3 X 750 gr Cornish hens, jointed
freshly ground black pepper
8 bay leaves
2 sprigs of fresh rosemary
3 cloves of garlic, peeled (1 crushed, 2 sliced)
22 gr or 1 package of Cremini mushrooms, halved
1 pack of red pearl onions, peeled whole
1/2 bottle of red wine
extra virgin olive oil
6 anchovy fillets
1 handful of large green, stoned
2 x 400 gr good quality canned plum tomatoes
- Season the hen pieces with salt and freshly ground black pepper and put them into a bowl. Add the bay leaves, rosemary sprigs, and crushed clove of garlic and cover with red wine. Leave to marinate for at least one hour, but preferably overnight in the fridge.
- Preheat your oven to 350 degrees. Drain the Cornish hens, reserving the marinade, and pat dry with kitchen paper. Heat an ovenproof pan, add a splash of olive oil, and fry the Cornish hen pieces until browned lightly all over. Put to the side.
- Place the pan back on the heat and add the sliced garlic, pearl onions and Cremini mushrooms. Fry gently until golden brown, then add the anchovies, tomatoes (broken up with a wooden spoon) and the hen pieces with their reserved marinade.
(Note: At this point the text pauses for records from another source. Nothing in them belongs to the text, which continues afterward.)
PR #71, opened 2015-06-26
Working version of method read authorization restriction

bradtaylor:
GcsAuthorizaitonProvider is making spray-client calls to GCS JSON API endpoints. 404 responses for ACL get are interpreted as Nothing permission.

For the method/config list endpoint, we collect the http response futures into a single future of a sequence, and await the result of that.
This allows futures to complete in parallel, ensuring we only block until the slowest http response arrives.

Bubbling GCS contact failures up to the query-handler as a ClientServiceFailure exception, which the queryHandler catches. Responds to user as 500 error.

Moved a ton of stuff into new packages

This version works on pre-created buckets.
Not sure this is the best way to handle the refresh token when authenticating GCS contact


src/main/scala/org/broadinstitute/dsde/agora/server/dataaccess/acls/AuthorizedAgoraEntity.scala
```diff
@@ -1,6 +1,8 @@
 
-package org.broadinstitute.dsde.agora.server.business
+package org.broadinstitute.dsde.agora.server.dataaccess.acls
 
 import org.broadinstitute.dsde.agora.server.model.AgoraEntity
 
 case class AuthorizedAgoraEntity(entity: Option[AgoraEntity], authorization: AgoraPermissions)
+
+case class AuthorizedNamepace(namepace: Option[String], authorization: AgoraPermissions)
```
jacarey: namepace -> namespace

src/main/scala/org/broadinstitute/dsde/agora/server/dataaccess/acls/gcs/GcsAuthorizationProvider.scala
```diff
@@ -0,0 +1,95 @@
...
+
+  def namespaceToBucketName(namespace: String): String = "agoraNamespace_" + namespace
+
+  def entityToObjectName(entity: AgoraEntity): String = "agoraEntity_" + entity.entityType.get + "_" + entity.name.get + "_" + entity.snapshotId.get
+
+  def getGcsObjectRoleRequestUrl(agoraEntity: AgoraEntity, userEmail: String): String = {
+    val agoraBusiness = new AgoraBusiness
+    agoraBusiness.hasNamespaceNameId(agoraEntity) match {
+      case true =>
+        "https://www.googleapis.com/storage/v1/b/" + namespaceToBucketName(agoraEntity.namespace.get) + "/o/" + entityToObjectName(agoraEntity) + "/acl/user-" + userEmail
```
jacarey: lets yank out the google api url and put it in a constant. When the rev the api it will make changing it easier.

src/main/scala/org/broadinstitute/dsde/agora/server/dataaccess/acls/gcs/GcsAuthorizationProvider.scala
```diff
@@ -0,0 +1,95 @@
...
+  override def authorizationsForEntities(agoraEntities: Seq[AgoraEntity], username: String): Seq[AuthorizedAgoraEntity] = {
+    // Get a sequence of response Futures, one for each Some(entity). Package the http response alongside the entity.
+    // Transform the sequence of Futures into a Future of a sequence
+    val responseFutures: Future[Seq[GoogleResponse]] = Future.sequence(agoraEntities.map(entity => {
+      val httpResponseFuture = pipeline(Get(getGcsObjectRoleRequestUrl(entity, username)))
+      httpResponseFuture.map(httpResponse => new GoogleResponse(entity, httpResponse))
+    }))
+
+    // Futures can complete in parallel, and we await the result on the slowest HttpResponse
+    val googleResponses: Seq[GoogleResponse] = Await.result(responseFutures, Duration.Inf)
```
jacarey: Do we really want to wait forever or should we add a reasonable timeout? What happens if we get a timeout?

src/main/scala/org/broadinstitute/dsde/agora/server/model/GoogleAccessControls.scala
```diff
@@ -0,0 +1,85 @@
...
+                          owner: Option[Owner] = None,
+                          location: Option[String] = None,
+                          website: Option[Website] = None,
+                          logging: Option[Logging] = None,
+                          versioning: Option[Versioning] = None,
+                          cors: List[Cors] = Nil,
+                          lifecycle: Option[Lifecycle] = None,
+                          storageClass: Option[String] = None,
+                          etag: Option[String] = None
+                           )
```
jacarey: mixed ( placing.  Do we like putting it on the line with the first param or a separate line? Personally I am starting to prefer the same line but we should decide and be consistent.

src/main/scala/org/broadinstitute/dsde/agora/server/webservice/AddHandler.scala
```diff
@@ -45,10 +46,10 @@ class AddHandler(authorizationProvider: AuthorizationProvider) extends Actor {
...
 
   private def add(requestContext: RequestContext, agoraEntity: AgoraEntity, username: String): Unit = {
-    val authorizedEntity = authorizationProvider.authorizationsForEntity(Some(agoraEntity), username)
-    if (!authorizedEntity.authorization.canCreate) {
-      context.parent ! RequestComplete(BadRequest, AgoraError("You don't have permission to create items in " + agoraEntity.namespace))
-    }
+//    val authorizedEntity = authorizationProvider.authorizationsForEntity(Some(agoraEntity), username)
+//    if (!authorizedEntity.authorization.canCreate) {
+//      context.parent ! RequestComplete(BadRequest, AgoraError("You don't have permission to create items in " + agoraEntity.namespace))
+//    }
```
jacarey: Why comment and not delete?

bradtaylor: This supports the write, and I'm going to roll right into working on that. I just want to leave this here for myself as a TODO hook to come back to

jacarey: Gotcha

src/main/resources/application.conf
```diff
@@ -0,0 +1,13 @@
...
+
+openam {
+  deploymentUri = "https://openam-ci.vault.broadinstitute.org/opensso"
+  realm = "/apollo"
+}
+
+// Agora needs an associated google-project under which to create GCS objects.
+// Create a service account with p12 key associated with this project and record it's info in application.conf on the deployment server.
+gcs.project.id = "broad-dsde-dev"
+gcs.service.account.email = "806222273987-320bupcp6q0ekab4vobolvpb1oec8c3s@developer.gserviceaccount.com"
```
jacarey: do we want this values in source control?

src/main/scala/org/broadinstitute/dsde/agora/server/webservice/QueryHandler.scala
```diff
@@ -59,8 +68,14 @@ class QueryHandler(authorizationProvider: AuthorizationProvider) extends Actor {
             entityTypes: Seq[AgoraEntityType.EntityType],
             username: String): Unit = {
     val entities = agoraBusiness.find(agoraSearch, agoraProjection, entityTypes, username)
-    authorizationProvider.filterByReadPermissions(authorizationProvider.authorizationsForEntities(entities, username))
-    context.parent ! RequestComplete(entities)
+    try {
+      val authorizedEntities = authorizationProvider.filterByReadPermissions(authorizationProvider.authorizationsForEntities(entities, username))
```
jacarey: making two subsequent calls to the auth provider seems a bit silly. Maybe we should create a few helper methods like
filterEntitiesByReadPermissions(agoraEntities: Seq[AgoraEntity], username: String)
then we can compose this line like
context.parent ! RequestComplete(filterEntitiesByReadPermissions(entities, username)

src/main/scala/org/broadinstitute/dsde/agora/server/webservice/QueryHandler.scala
```diff
@@ -59,8 +68,14 @@ class QueryHandler(authorizationProvider: AuthorizationProvider) extends Actor {
...
+      context.parent ! RequestComplete(authorizedEntities)
+    }
+    catch {
+      case clientServiceFailure: ClientServiceFailure => context.parent ! RequestComplete(InternalServerError, "Error encountered in entity authorization")
+      case timeoutException: TimeoutException => context.parent! RequestComplete(InternalServerError, "Timeout exception encountered during entity authorization")
+    }
```
jacarey: Identical catch clauses makes me think we could refactor this a bit.

src/main/scala/org/broadinstitute/dsde/agora/server/model/GoogleAccessControls.scala
jacarey: I think as long as the parameters fit on a single 120 column line we don't need to separate them all.

Otherwise they should be broken out like

case class BucketResource(name: Option[String] = None,
                          timeCreated: Option[String] = None, 
                          metageneration: Option[Long] = None,
                          acl: List[String] = Nil,
                          defaultObjectAcl: List[String] = Nil,
                          owner: Option[Owner] = None,
                          location: Option[String] = None,
                          website: Option[Website] = None,
                          logging: Option[Logging] = None,
                          versioning: Option[Versioning] = None,
                          cors: List[Cors] = Nil,
                          lifecycle: Option[Lifecycle] = None,
                          storageClass: Option[String] = None,
                          etag: Option[String] = None)

Does that seem reasonable to everyone?

src/main/resources/application.conf
bradtaylor: UGHGHGHGHG No. This got in via a bad commit. I'll rebase it out.

src/main/scala/org/broadinstitute/dsde/agora/server/webservice/QueryHandler.scala
bradtaylor: Yes that bothered me as well.

src/main/scala/org/broadinstitute/dsde/agora/server/model/GoogleAccessControls.scala
bradtaylor: Agreed. Will fix everywhere in the codebase

src/main/scala/org/broadinstitute/dsde/agora/server/webservice/QueryHandler.scala
bradtaylor: Jay and I talked in person about various ways to refactor this. None were attractive. Leaving as-is. We can circle back and clean it up when implementing write or edit if people have any ideas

Bring to a boil, cover with a lid or a double thick layer of foil and bake in the preheated oven for 1 1/2 hours.
- Skim off any oil that’s collected on top of the sauce, then stir, taste and add a littel salt and pepper if necessary. Remove the bay leaves and rosemary sprigs, and serve with pasta, polenta, or beans and lots of good red wine.